Buckie Posted September 11 Posted September 11 Is it possible to use TextStyleAdd, or any stock function, really, to change the text weight in more than 2 steps (plain, bold)? I have a font that has "light" weight, then "regular" weight, "semibold" and so on. In CSS those are usually represented by a number that goes from 100 onwards allowing for precise control over weights. However I could find nothing of the sort in FileMaker. In fact, supplying "Plain" to TextStyleAdd fails to assign "regular" (bolder) weight to a text box which has "light" weight assigned in the layout. Is there a simple way to work around that?
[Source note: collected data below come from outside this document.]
PR #702, opened 2023-01-24
Initial matchexpression rule disable stub

HulonJenkins:
## Changes

Add functionality to disable a rule in json file. By adding RuleEnabledState = "Disabled", the rule will not run any analysis. Future efforst will have this same field determine failure level since those fields are included in the RuleEnabledState enum.

* [ ] Added unit tests

### DIFF
--- a/Src/Sarif.PatternMatcher/SearchDefinition.cs
+++ b/Src/Sarif.PatternMatcher/SearchDefinition.cs
@@ -3,6 +3,8 @@
 
 using System.Collections.Generic;
 
+using Microsoft.CodeAnalysis.Sarif.Driver;
+
 namespace Microsoft.CodeAnalysis.Sarif.PatternMatcher
 {
     public class SearchDefinition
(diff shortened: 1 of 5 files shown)


Src/Sarif.PatternMatcher/SearchDefinition.cs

comment Posted September 11 Posted September 11 The available styles are what you see in the list. However, you may be able to choose a specific font variation using the TextFont() function. For example, with: List ( TextFont ( "abcdef" ; "Optima" ) ; TextFont ( "abcdef" ; "Optima Bold" ) ; TextFont ( "abcdef" ; "Optima ExtraBlack" ) ) I get:
Buckie Posted September 18 Author Posted September 18 (edited) Ah, that's indeed correct. I was trying to migrate "Gill Sans" stock font from macOS to Windows to continue working on a solution, but something went wrong and only a single weight got successfully installed. Windows indeed labels fonts separately in the fonts list whereas macOS would group them by the base font name and there'll be a separate drop-down with weights and styles. Hence the initial confusion. But it's still not clear what TextStyleAdd does then (both on Windows and on a macOS). Does it try to pull "Bold" (as an example) weight from an actual separate font file (e.g. Gill Sans Bold), or does it simply fake bold by applying it to the currently selected font variant? Edited September 18 by Buckie
comment Posted September 18 Posted September 18 35 minutes ago, Buckie said: what TextStyleAdd does I think it tries to find the bold variation of the font first, and if it fails it applies "faux" bold. At least that's what my limited experiments (on macOS) lead me to believe. It might be different on Windows. You could do your own test by comparing the result with text formatted properly with the bold variation of the font.